#### EXERCISE INPUTS

PR #243, opened 2021-01-12
Fixes due to the upgraded Spring framework and log4j

ashitsalesforce:
Fixes include:
- New syntax for log-conf.xml, process-conf.xml, and database-conf.xml in samples folder necessiated by Spring framework and log4j upgrades.

- Fixes in ProcessRunner and ProcessScheduler necessiated by log4j framework upgrade - Controller.initlog() needs to be invoked before instantiating a logger through LogManager.getLogger() call.

- Fixes in Controller.java and version.properties to decouple data loader versioning from the API version used for partner API.

### DIFF
--- a/pom.xml
+++ b/pom.xml
@@ -4,7 +4,7 @@
   <groupId>com.force</groupId>
   <artifactId>dataloader</artifactId>
   <packaging>jar</packaging>
-  <version>51.0.0</version>
+  <version>51.0.1</version>
   <name>Data Loader</name>
   <url>https://github.com/forcedotcom/dataloader</url>
   <organization>
@@ -14,9 +14,9 @@
 
   <properties>
     <short.version>51</short.version>
-    <force.wsc.version>${version}</force.wsc.version>
-    <force.partner.api.version>${version}</force.partner.api.version>
-    <build.year>2020</build.year>
+    <force.wsc.version>${short.version}.0.0</force.wsc.version>
+    <force.partner.api.version>${force.wsc.version}</force.partner.api.version>
+    <build.year>2021</build.year>
     <java.compile.version>11</java.compile.version>
     <minJvmVersion>1.11.0</minJvmVersion>
     <codesign>DONTSIGN</codesign>
--- a/pom.xml
+++ b/pom.xml
@@ -14,7 +14,7 @@
 
   <properties>
     <short.version>51</short.version>
-    <force.wsc.version>${short.version}.0.0</force.wsc.version>
+    <force.wsc.version>51.0.0</force.wsc.version>
     <force.partner.api.version>${force.wsc.version}</force.partner.api.version>
     <build.year>2021</build.year>
     <java.compile.version>11</java.compile.version>
--- a/release/win/samples/conf/database-conf.xml
+++ b/release/win/samples/conf/database-conf.xml
@@ -2,7 +2,8 @@
 <beans>
 <bean id="dbDataSource"
       class="org.apache.commons.dbcp.BasicDataSource"
-      destroy-method="close">
+      destroy-method="close"
+      scope="prototype">
     <property name="driverClassName" value="oracle.jdbc.driver.OracleDriver"/>
     <property name="url" value="jdbc:oracle:thin:@my.server.com:1521:dataBaseName"/>
     <property name="username" value="user"/>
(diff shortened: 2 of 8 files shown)


src/main/java/com/salesforce/dataloader/controller/Controller.java
```diff
@@ -458,23 +467,35 @@ private static String getProductName() {
...
             return;
         }
 
-        File logConfXml = Paths.get(System.getProperty("user.dir"), "configs", LOG_CONF_OVERRIDE).toFile();
-        if (logConfXml.exists()) {
-        	System.setProperty("log4j.configurationFile", logConfXml.getAbsolutePath());
+    	try {
+    		initStaticVariable();
+    	} catch (ControllerInitializationException ex) {
+    		System.out.println("Controller.initLog(): Unable to initialize Controller static vars: " + ex.getMessage());
```
jjangsfdc, line 479: We probably want to pipe this into log4j

src/main/java/com/salesforce/dataloader/controller/Controller.java
```diff
@@ -86,6 +86,7 @@
     private static final String LOG_CONF_OVERRIDE = "log-conf.xml";
 
     private static boolean isLogInitialized = false; // make sure log is initialized only once
+    private static boolean areStaticVarsInitialized = false; // make sure log is initialized only once
```
jjangsfdc, line 89: Minor, usually "isSomething" although the context is plural

pom.xml
```diff
@@ -14,9 +14,9 @@
 
   <properties>
     <short.version>51</short.version>
-    <force.wsc.version>${version}</force.wsc.version>
-    <force.partner.api.version>${version}</force.partner.api.version>
-    <build.year>2020</build.year>
+    <force.wsc.version>${short.version}.0.0</force.wsc.version>
```
jjangsfdc, line 17: How about we create a separate variable like `force.version` then set that to {short.version}.0.0 and then use `force.version` for `force.wsc.version` and `force.partner.api.version` That might be easier to read

release/win/samples/conf/database-conf.xml
```diff
@@ -2,44 +2,46 @@
 <beans>
 <bean id="dbDataSource"
       class="org.apache.commons.dbcp.BasicDataSource"
-      destroy-method="close">
+      destroy-method="close"
+      scope="prototype">
```
jjangsfdc, line 6: Let's make sure these changes do not have any regressions.

src/main/java/com/salesforce/dataloader/controller/Controller.java
```diff
@@ -146,8 +147,11 @@ private String getConfigDirFromArgMap(String[] args) {
                 argNameValuePair.get(CONFIG_DIR_PROP) : null;
     }
 
-    public static void initStaticVariable() throws ControllerInitializationException {
-        Properties versionProps = new Properties();
+    private static synchronized void initStaticVariable() throws ControllerInitializationException {
+    	if (areStaticVarsInitialized) {
```
jjangsfdc, line 151: Indentation

jjangsfdc: Not sure if we need `synchronized` here as DL is a single threaded app

src/main/java/com/salesforce/dataloader/process/ProcessRunner.java
```diff
@@ -98,6 +98,15 @@
 
     private Controller controller;
 
+    static {
+        try {
+            Controller.initLog();
+        } catch (ControllerInitializationException e) {
+            System.out.println("ProcessRunner: Controller not initialized" + e );
```
jjangsfdc, line 105: Same as before, we should pipe it into the log

src/main/java/com/salesforce/dataloader/process/ProcessScheduler.java
```diff
@@ -56,22 +56,30 @@
...
 
     /** Log4J */
-    private static Logger logger = LogManager.getLogger(ProcessScheduler.class);
-
+    private static Logger logger;
+	static {
+        try {
+            Controller.initLog();
+        } catch (ControllerInitializationException e) {
+            System.out.println("ProcessScheduler: Controller not initialized" + e );
```
jjangsfdc, line 76: Same as before

src/main/java/com/salesforce/dataloader/controller/Controller.java
ashitsalesforce: We can't pipe it because log4j is not initialized yet. That's why I am going for System.out.println().

src/main/java/com/salesforce/dataloader/controller/Controller.java
ashitsalesforce: Exactly!

pom.xml
ashitsalesforce: I am realizing that both version and short.version are used for versioning of artifacts, whereas force.wsc.version and force.partner.api.version are used for API version. So best to set these 2 pairs separately by explicitly setting force.wsc.version to a value which may/may not be the same as version.

release/win/samples/conf/database-conf.xml
ashitsalesforce: agree.

src/main/java/com/salesforce/dataloader/controller/Controller.java
ashitsalesforce: Better be (thread) safe :).

src/main/java/com/salesforce/dataloader/process/ProcessRunner.java
ashitsalesforce: Resorting to System.out.println() because the log is not initialized if an exception is thrown.

jjangsfdc (approved):

PR #247, opened 2021-01-16
Derive short version string from full version string instead of setti…

ashitsalesforce:
…ng it in pom.xml

Remove short.version property in pom.xml because it has to be set to the same number as the first number in the version property.


release/mac/dataloader.command
```diff
@@ -1,14 +1,18 @@
 #!/bin/bash
+DATALOADER_VERSION="@@FULL_VERSION@@"
+DATALOADER_SHORT_VERSION=$(echo ${DATALOADER_VERSION} | cut -d'.' -f 1)
+DATALOADER_UBER_JAR_NAME="dataloader-${DATALOADER_VERSION}-uber.jar"
+MIN_JAVA_VERSION=@@MIN_JAVA_VERSION@@
 
 echo ""
 echo "*************************************************************************"
 echo "**            ___  ____ ___ ____   _    ____ ____ ___  ____ ____       **"
```
jjangsfdc, line 9: Minor: we may want to use multiple tabs instead of spaces that way whenever lines are changed it renders neatly
ie) \t

release/mac/dataloader.command
```diff
@@ -18,13 +22,12 @@ echo "**                                                                     **"
 echo "*************************************************************************"
 echo ""
 
-export JAVA_HOME=$(/usr/libexec/java_home -v 11)
```
jjangsfdc, line 21: Good call out, we shouldn't be messing with system's JAVA_HOME.

release/win/dataloader.bat
```diff
@@ -19,23 +26,52 @@ echo **                                                                     **
...
-        echo    eg. ZULU_JAVA_HOME="C:\Program Files\Zulu\zulu-11"
-        PAUSE
-        goto Exit
+:CheckMinJRE
+    echo Data Loader requires Java JRE %MIN_JAVA_VERSION% or later. Checking if it is installed...
+
+    PATH=%PATH%;%JAVA_HOME%\bin\;%ZULU_JAVA_HOME%\bin\;
+
+    java -version 1>nul 2>nul || (
+        goto JavaErrorExit
```
jjangsfdc, line 35: Ahhh, 'goto' statement!

jjangsfdc (approved):
The changes look good. Let's make sure we test the scripts in Mac and Windows.

release/mac/dataloader.command
ashitsalesforce: Yes, I need to figure out a way to address it in IDE or a do a workaround by running a script that replaces tabs with spaces before checking in.

PR #249, opened 2021-01-29
Support for pilot phase of properties to support a feature and PK chunking for bulk query

ashitsalesforce:


ashitsalesforce:
Withdrawing the PR as we are in a strict maintenance mode.

Issue #230, opened 2020-11-20
With Dataloader, incorrect rows displayed in the Success file when an Insert fails with a "Failed to parse date" error


gvpatel:
Hi - Does anyone has solution to this issue - Reference W-4273711 

With Dataloader, incorrect rows displayed in the Success file when an Insert fails with a "Failed to parse date" error

https://trailblazer.salesforce.com/issues_view?id=a1p3A000000mCGXQA2

ashitsalesforce:
Closing the issue as the fix is checked in. It will be available with the next build of data loader, which likely will be v52.

gvpatel:
Thanks ashitsalesforce. Really appreciate it.

hanuma1111:
Hi,
This Issue is not fixed and still facing the same issue with 52 and 54 versions as well.
I have attached the Success and Error files where you can see Error Records are present in Success Table and also, Success Sheet with incorrect data like Customer Class/Cusotmer Sub Class are Required fields for every Account, where as some records with blank or #NA values records are showing in Success sheet without any error.

When you check the Error sheet, error message is incorrect for every record it is showing, where as the data is present.

It's like Error records are swapping into Success Table and also error message also swapped.

Could you please help us to resolve this issue as it is High priority for the Business, because when we generate reports on Transaction History Object for Error Records to trouble shoot, its Miss-Leading.

[LNaccountUpsertError20220301-171824.csv](https://github.com/forcedotcom/dataloader/files/8166495/LNaccountUpsertError20220301-171824.csv)
[LNaccountUpsertSuccess20220301-171824.csv](https://github.com/forcedotcom/dataloader/files/8166496/LNaccountUpsertSuccess20220301-171824.csv)

hanuma1111:
I have created another Issue 436 for the same issue as it is closed, if possible, could you please take a look and provide your inputs which will help to resolve the issue.

https://github.com/forcedotcom/dataloader/issues/436

PR #253, opened 2021-03-06
Fix for issue #230 - keep track of rows that had format conversion error when preparing for a bulk operation.

ashitsalesforce:


src/main/java/com/salesforce/dataloader/action/visitor/BulkLoadVisitor.java
```diff
@@ -328,11 +327,28 @@ private void processResults(final DataReader dataReader, final BatchInfo batch,
...
+        // from the DataReader
+        while (rowCount < clientBatchInfo.numRows) {
+            boolean conversionSuccessOfRow = isRowConversionSuccessful(dataReaderRowNumBase + rowCount + additionalRowsToReadFromDataReader);
+            if (conversionSuccessOfRow) {
+                rowCount++;
+            } else {
+                additionalRowsToReadFromDataReader++;
+            }
+        }
+        totalRowsToReadFromDataReader += additionalRowsToReadFromDataReader;
```
jjangsfdc, line 346: Might be easier to follow if it was initialized here
```suggestion
        final int totalRowsToReadFromDataReader = clientBatchInfo.numRows + additionalRowsToReadFromDataReader;
```

src/main/java/com/salesforce/dataloader/action/visitor/BulkQueryVisitor.java
```diff
@@ -100,9 +104,33 @@ private void writeExtractionForBatch(BatchInfo batch) throws AsyncApiException,
 
         for (final String resultId : results.getResult()) {
             if (getProgressMonitor().isCanceled()) return;
+            boolean bufferResults = getController().getConfig().getBoolean(Config.BUFFER_UNPROCESSED_BULK_QUERY_RESULTS);
```
jjangsfdc, line 107: Does this work?
```suggestion
            boolean bufferResults = getConfig().getBoolean(Config.BUFFER_UNPROCESSED_BULK_QUERY_RESULTS);
```

jjangsfdc: Also, do you need to call it for every `for` iteration?

src/main/java/com/salesforce/dataloader/action/visitor/BulkLoadVisitor.java
```diff
@@ -81,7 +81,6 @@
     private static final String ERROR_RESULT_COL = "Error";
     private static final String ID_RESULT_COL = "Id";
     private static final String CREATED_RESULT_COL = "Created";
-    private static final String SKIP_BATCH_ID = "SKIP";
```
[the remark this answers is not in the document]
ashitsalesforce: The new mechanism to keep the track of each row to be processed on server side eliminates the need to have batches created in DL (not created by making a call to the server) with "SKIP" ID that were used to track the rows that failed local processing and format conversion. Consequently, the related constant is not used by the code anymore.

src/main/java/com/salesforce/dataloader/action/visitor/BulkLoadVisitor.java
ashitsalesforce: good point. I will make that change.

src/main/java/com/salesforce/dataloader/action/visitor/BulkQueryVisitor.java
ashitsalesforce: another good catch (2 of them). I will make the change.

########

• _REQUIRED ACTION_
If a line in the records has the word "jdbc", copy that line.

• _FINISHED EXERCISE_
     <property name="driverClassName" value="oracle.jdbc.driver.OracleDriver"/>
     <property name="url" value="jdbc:oracle:thin:@my.server.com:1521:dataBaseName"/>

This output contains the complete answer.